__Directions for this task__:
Retype the material exactly, ending with the line containing "It looks to".
═══
PR #7241, opened 2020-11-06
Merge GDB for embedded targets (arm-none-eabi, riscv64-unknown-elf)

Fabien-Chouteau:


mingw-w64-embedded-gdb/PKGBUILD
```diff
@@ -3,17 +3,17 @@
 # Contributed by: nanodude
 
 _realname=gdb
-_target=arm-none-eabi
+_all_targets="arm-none-eabi riscv64-unknown-elf"
 
 pkgbase=mingw-w64-${_target}-${_realname}
```
lazka, line 8: there is no _target and mingw-w64-gdb already exists

orgads:
I recently added gdb-multiarch package (didn't notice the embedded-gdb). Doesn't it work for you?

Fabien-Chouteau:
Hi @orgads, I don't think it covers the same usages. Many scripts or IDEs will try to start the binaries `arm-none-eabi-gdb` or riscv64-unknown-elf-gdb`, so they are needed.

orgads:
And can't they be just symlinks to gdb-multiarch? It should support all targets. IIRC the only thing I needed for using it with linux binaries was `set osabi GNU/Linux`.

Fabien-Chouteau:
@orgads do you know how to do that?

orgads:
How to do what? Create symbolic links?

It's a bit more complicated, since you do need to have setosabi GNU/Linux somewhere.

Fabien-Chouteau:
> How to do what? Create symbolic links?

These are MINGW packages so they should be usable outside of the `msys2` shell, as far as I understand. In that case, how do you create symlinks in Windows?

GitMensch:
What about creating those as scripts without line ending that just execute `gdb-multiarch -iex 'set osabi GNU/Linux' $*` (or for windows as `.cmd` with `%*`)? They can be directly created in the install step.

lazka:
Is there anything left to do or decide here? Or should we close this?

lazka:
It looks to me as if Linux distros also just provide gdb-multiarch? So I'd assume most tools handle that somehow.

So, if anyone ends up here, please try gdb-multiarch, and if that doesn't work for you please create an issue.

Then we can have a look if providing wrappers etc helps.

GitMensch:
Agreed, especially as mingw-w64-embedded-gdb was deleted in the meantime.
If we see that the manual setting of ABI is preferable, we can create wrapper scripts that execute gdb-multiarch with the right `-ex` options to set it.

PR #7245, opened 2020-11-06
precice: Update PKGBUILD

3rav:
https://precice.discourse.group/t/precice-and-mingw-packages/382/2


Biswa96:
Please try to use proper _precise_ commit message. It helps to identify the commit and provides a summary of what changes are being done. For example, here the commit message may be like - 'precice: Use Ninja, enable msmpi'.

3rav:
OK, I will try

PR #7246, opened 2020-11-06
New package: petsc

okhlybov:
This recipe builds {SDCZ} x {sequential, OpenMP and MPI} static and DLL PETSc builds (12 variants in total) with PkgConfig support.

### DIFF
--- a/mingw-w64-petsc/PKGBUILD
+++ b/mingw-w64-petsc/PKGBUILD
@@ -3,10 +3,13 @@
 _realname=petsc
 pkgbase=mingw-w64-${_realname}
 pkgname=("${MINGW_PACKAGE_PREFIX}-${_realname}" "${MINGW_PACKAGE_PREFIX}-${_realname}-build")
+# The `petsc-build` package contains the distilled PETSc build tree
+# required at compile time by some packages (such as SLEPc).
+# Regular users should use the `petsc` package.
 pkgver=3.14.1
 pkgrel=1
 arch=('any')
-pkgdesc="Sparse iterative (non)linear solver package (mingw-w64)"
+pkgdesc='Sparse iterative (non)linear solver package (mingw-w64)'
 depends=("${MINGW_PACKAGE_PREFIX}-gcc-libs"
          "${MINGW_PACKAGE_PREFIX}-gcc-libgfortran"	
          "${MINGW_PACKAGE_PREFIX}-openblas"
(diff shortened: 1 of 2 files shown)


Biswa96:
`python` should be `${MINGW_PACKAGE_PREFIX}-python`

okhlybov:
> 
> 
> `python` should be `${MINGW_PACKAGE_PREFIX}-python`

It might not work with MinGW version of Python. At least it didn't for awhile.

3rav:
Do you plan to add SLEPc as well?

okhlybov:
> 
> 
> Do you plan to add SLEPc as well?

Yes, SLEPc is underway.

mingw-w64-petsc/PKGBUILD
```diff
@@ -0,0 +1,191 @@
+# Contributor: Oleg A. Khlybov <fougas@mail.ru>
+
+_realname=petsc
+pkgbase=mingw-w64-${_realname}
+pkgname=("${MINGW_PACKAGE_PREFIX}-${_realname}" "${MINGW_PACKAGE_PREFIX}-${_realname}-build")
```
lazka, line 5: What's this build package about? It seems to contain only source code?

lazka:
just wondering, is there an easy way to build more things shared here? The package is quite large..

mingw-w64-petsc/PKGBUILD
okhlybov: This one contains the distilled build tree for PETSc with source code, configuration data and libraries required to build the SLEPc package. It is a compile time dependency to avoid heavy patching of the SLEPc build system.
The point is, the SLEPc is so tightly bound to the PETSc to the point it uses some of its internal headers not included into the destination package.

Therefore there are two options:
1) Use an auxillary package such as petsc-build.
2) Build PETSc and SLEPc at once off a single recipe.

lazka: I see, thanks. If it really is that tightly coupled then (2) sounds like a good idea. Would the make things easier or harder for you?

okhlybov: As of now the SLEPc recipe for (1) is already done.
I can try to make a joint recipe although it will be a bit harder. The downside of (2) is a 4 hrs build time which might hinder the maintenance cycle when new package versions will come up.

okhlybov: I see no real reason against (1) because no one will need this petsc-build package except the CI building SLEPc.
The users will be perfectly happy with the base petsc package.

lazka: ok. Can you then maybe add an inline comment around "pkgname" that shortly explains what "-build" is used/needed for.

PR #7253, opened 2020-11-08
binutils: Remove gold linker

orgads:
It doesn't support MinGW, and is generally useless on Windows.

This reverts commit fbb2df5f81d3d983e006ffb97b56f34d6a890d60.


lazka:
@Alexpux any thoughts on this? Since you added that change.

mingw-w64-binutils/PKGBUILD
```diff
@@ -138,7 +126,6 @@ package() {
   #install -m644 ${srcdir}/${_realname}-${pkgver}/include/libiberty.h ${pkgdir}${MINGW_PREFIX}/include
   #install -m644 ${srcdir}/${_realname}-${pkgver}/include/demangle.h ${pkgdir}${MINGW_PREFIX}/include
 
-  find ${pkgdir}${MINGW_PREFIX}/share -type f -iname "opcodes.mo" -o -iname "bfd.mo" | xargs -rtl1 rm
```
lazka, line 141: looks like this results in file conflicts with gdb?

mingw-w64-binutils/PKGBUILD
```diff
@@ -108,10 +99,7 @@ build() {
     --enable-nls \
     --disable-rpath \
     --disable-multilib \
-    --enable-install-libiberty \
-    --enable-plugins \
-    --enable-gold \
```
lazka, line 113: What's with all the other changes?

mingw-w64-binutils/0110-binutils-mingw-gnu-print.patch
```diff
@@ -110,20 +110,6 @@ diff -urN binutils-2.27.orig/binutils/strings.c binutils-2.27/binutils/strings.c
  # else
  		printf ("%7I64x ", (unsigned long long) start);
 diff -urN binutils-2.27.orig/gas/as.h binutils-2.27/gas/as.h
---- binutils-2.27.orig/gas/as.h	2016-08-03 09:36:51.000000000 +0200
```
lazka, line 113: This doesn't seem gold related

mingw-w64-binutils/0002-check-for-unusual-file-harder.patch
```diff
@@ -1,78 +0,0 @@
-Configure scripts tend to do things like this:
```
lazka, line 1: Is this gold related?

mingw-w64-binutils/PKGBUILD
orgads: They were all part of the same commit. Are they unrelated? I thought enable-plugins was needed for enable-gold.

lazka: I don't know. I think it's clear now that the commit you reverted wasn't split up as much as it would have been :)

orgads: Ok, I'll minimize this patch.

orgads:
Better now?

lazka:
Yes, thanks. What does `enable-plugins` change?

Let's wait for @Alexpux to respond

orgads:
Reverted the `enable-plugins` too.

lazka:
Thanks!

lazka:
@mati865 ok to remove gold?

mati865:
AFAICT gold will never support non-ELF targets so there is no point in keeping it. We should wait for Alexey though.

lazka:
I'll merge this in two days if there is no response. I can't find anything re gold + Windows.

PR #7260, opened 2020-11-09
gdk-pixbuf: Update to 2.42.0; Add jp2-pixbuf-loader

lazka:


kmilos:
@lazka Since you're already registered at https://notabug.org/necklace/jp2-pixbuf-loader, could you please also raise an issue to improve some other meson recipe aspects as well: use shared module instead of shared lib, and consequently not link tests to it. These were e.g. recently done for https://github.com/aruiz/webp-pixbuf-loader/commits/mainline/meson.build

Necklaces:
@kmilos I can't promise to answer quickly, but I do have an account you can @ here as well :) 

I think I have fixed the issues you are addressing, see:
- meson.build: https://notabug.org/necklace/jp2-pixbuf-loader/src/cbd8c7a9c7608fee0cf417b1b0063a232b5af564/meson.build
- tests/meson.build https://notabug.org/necklace/jp2-pixbuf-loader/src/cbd8c7a9c7608fee0cf417b1b0063a232b5af564/tests/meson.build

Feel free to @ me if there's more missing

kmilos:
Thanks for the heads-up @Necklaces - will you be tagging and releasing 0.0.3 then?

PR #7269, opened 2020-11-11
gcc: Install libbacktrace

orgads:
Found several requests[1][2][3].

It is built anyway with gcc, but not installed.

[1] https://sourceforge.net/p/mingw-w64/mailman/mingw-w64-public/thread/oga0ug%24kno%241%40blaine.gmane.org/#msg35861445
[2] https://github.com/boostorg/stacktrace/issues/14
[3] https://sourceforge.net/p/mingw/bugs/2356/

### DIFF
--- a/mingw-w64-gcc/PKGBUILD
+++ b/mingw-w64-gcc/PKGBUILD
@@ -22,7 +22,7 @@ pkgver=10.2.0
 #_majorver=${pkgver:0:1}
 #_sourcedir=${_realname}-${_majorver}-${_snapshot}
 _sourcedir=${_realname}-${pkgver}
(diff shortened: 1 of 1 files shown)


orgads:
As an alternative, we can build it from https://github.com/ianlancetaylor/libbacktrace as a separate package. WDYT?

lazka:
Upstream bug: https://gcc.gnu.org/bugzilla/show_bug.cgi?id=66570

Given the author of libbacktrace also hints at using the separate project I'd be in favor of using that if there are no downsides. Thoughts?

lazka:
Closing in favor of #7421

Issue #7265, opened 2020-11-10
Package-request: rtmidi


BLumia:
Hello msys2 devs,

Would like to request the `rtmidi` package.

https://github.com/thestk/rtmidi

No luck to build myself. pkg-config can find the package I built but seems not able to use, so sorry I cannot send a PR for now..

Thanks.

Biswa96:
Just did this:

```sh
git clone --depth=1 https://github.com/thestk/rtmidi.git
cd rtmidi; mkdir bin; cd bin
cmake.exe -G Ninja ..
cmake --build .
```

Make sure `echo $MSYSTEM` returns MINGW64 or MINGW32.

BLumia:
Seems the same but I'm not using ninja as generator, I will try again later. Thanks for the help!

btw is it possible to add that package to msys2 mingw repo in the future? Thanks again.

Biswa96:
> is it possible to add that package to msys2 mingw repo in the future?

IMHO, it depends on if its important or if other projects/programs need it. Last decision is up to maintainers.

BLumia:
Thank you very much for the info!

BLumia:
Just get my build working, and would like to leave a note here too for MSYS2 newbies like me.

To let the install target install cmake module files to the right place so the `cmake` in MSYS2 could find the package you just built, set `CMAKE_INSTALL_PREFIX` to `$MINGW_PREFIX`.

```
cmake .. -G Ninja -DCMAKE_INSTALL_PREFIX=$MINGW_PREFIX
```

conversy:
@Biswa96 I chose this package over other midi-related ones for my projects as it's available on multiple platforms (linux, macos, win) and there might be emscripten support in the rep. I support adding this package, if it's the right place to do so.

Biswa96:
I have added the PKGBUILD file for this package, see the linked pull request. If possible please test the package from that GitHub Actions artifacts.

PR #7271, opened 2020-11-11
rtmidi: Add package

Biswa96:
Fixes https://github.com/msys2/MINGW-packages/issues/7265


Biswa96:
@lazka In the pkg-config CI builds, the configure script output shows unusual error messages about header files. But those are neither present in pkgconf CI build nor in my PC's msys2 installation.

lazka:
Do you mean the `avrt.h` warnings?

Issue #9632, opened 2021-09-21
mingw-w64-x86_64-libuv 1.42 fails on Windows 7


ustsv:
cmake: not found GetHostNameW in WS2_32.dll
[ uv_os_gethostname on Windows 7 x64 #3260 ](https://github.com/libuv/libuv/issues/3260) Windows 7 RIP?

Biswa96:
The [upstream commit][1], which changes gethostname -> GetHostNameW, does also fix an issue if the name contains non-ascii characters. It also seems to fix an issue in NodeJS. So, which one should be prioritize?

1. Windows 7 support.
Or
2. Reintroduce the non-ascii name issue in libuv.

[1]: https://github.com/libuv/libuv/commit/95f88f47f28b4686a6959377c8d2c31daa40bd64

evpobr:
CMake uses libuv, it is critical issue IMHO.

Biswa96:
OK, I have reverted the upstream commit which added GetHostNameW. Please test the packages from GitHub Actions artifacts in the linked pull request.

evpobr:
Works for me, MinGW64, thank you.

lazka:
> CMake uses libuv, it is critical issue IMHO.

cmake is a developer tool and not something you ship to users, so it's not critical at all to not have win7 support there.

Biswa96:
What if the developer is using Windows 7? 😎

evpobr:
I wouldn't say that. In the case of Node.js it was a case of an incorrect host name, not such a frequent case. But the `libuv ' bug is like a disease, all dependent applications and libraries will stop working in Windows 7, whether the developers want it or not.

stanleyxu2005:
> CMake uses libuv, it is critical issue IMHO.

What's alternative library for CMake to use? I'm getting serious with libuv dropping off support for Windows 7 (and tactically dropping Windows 8)

MehdiChinoune:
> What's alternative library for CMake to use?

There is no alternative.

PR #9640, opened 2021-09-22
libuv: Revert an upstream commit for Win7 support

Biswa96:
Fixes https://github.com/msys2/MINGW-packages/issues/9632


Biswa96:
@mati865 Did I make any mistake?

mati865:
> @mati865 Did I make any mistake?

This PR description omits the regression it does introduce. So it looks like clear improvement.

Biswa96:
Thanks for the review 😊

PR #9649, opened 2021-09-23
libbotan: Update to 2.18.1 and enable the shared build

lazka:


lazka:
clang fails with `lld: error: unknown argument: -soname`

PR #9665, opened 2021-09-25
qt-creator: Update to 5.0.1

### LINKED ISSUE #9664: qt-creator: Missing Devel component for plugins development

podsvirov:
Install `Devel` component.

Closes #9664.

~~NOTES~~: The files `*.dll.a` are installed next to the files `*.dll`. Maybe we need to fix this. (Fixed in 7e0f027)

### DIFF
--- a/mingw-w64-qt-creator/PKGBUILD
+++ b/mingw-w64-qt-creator/PKGBUILD
@@ -5,7 +5,7 @@ _realname=qt-creator
 pkgbase=mingw-w64-${_realname}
═══
__Answer area__:
PR #7241, opened 2020-11-06
Merge GDB for embedded targets (arm-none-eabi, riscv64-unknown-elf)

Fabien-Chouteau:


mingw-w64-embedded-gdb/PKGBUILD
```diff
@@ -3,17 +3,17 @@
 # Contributed by: nanodude
 
 _realname=gdb
-_target=arm-none-eabi
+_all_targets="arm-none-eabi riscv64-unknown-elf"
 
 pkgbase=mingw-w64-${_target}-${_realname}
```
lazka, line 8: there is no _target and mingw-w64-gdb already exists

orgads:
I recently added gdb-multiarch package (didn't notice the embedded-gdb). Doesn't it work for you?

Fabien-Chouteau:
Hi @orgads, I don't think it covers the same usages. Many scripts or IDEs will try to start the binaries `arm-none-eabi-gdb` or riscv64-unknown-elf-gdb`, so they are needed.

orgads:
And can't they be just symlinks to gdb-multiarch? It should support all targets. IIRC the only thing I needed for using it with linux binaries was `set osabi GNU/Linux`.

Fabien-Chouteau:
@orgads do you know how to do that?

orgads:
How to do what? Create symbolic links?

It's a bit more complicated, since you do need to have setosabi GNU/Linux somewhere.

Fabien-Chouteau:
> How to do what? Create symbolic links?

These are MINGW packages so they should be usable outside of the `msys2` shell, as far as I understand. In that case, how do you create symlinks in Windows?

GitMensch:
What about creating those as scripts without line ending that just execute `gdb-multiarch -iex 'set osabi GNU/Linux' $*` (or for windows as `.cmd` with `%*`)? They can be directly created in the install step.

lazka:
Is there anything left to do or decide here? Or should we close this?

lazka:
It looks to me as if Linux distros also just provide gdb-multiarch? So I'd assume most tools handle that somehow.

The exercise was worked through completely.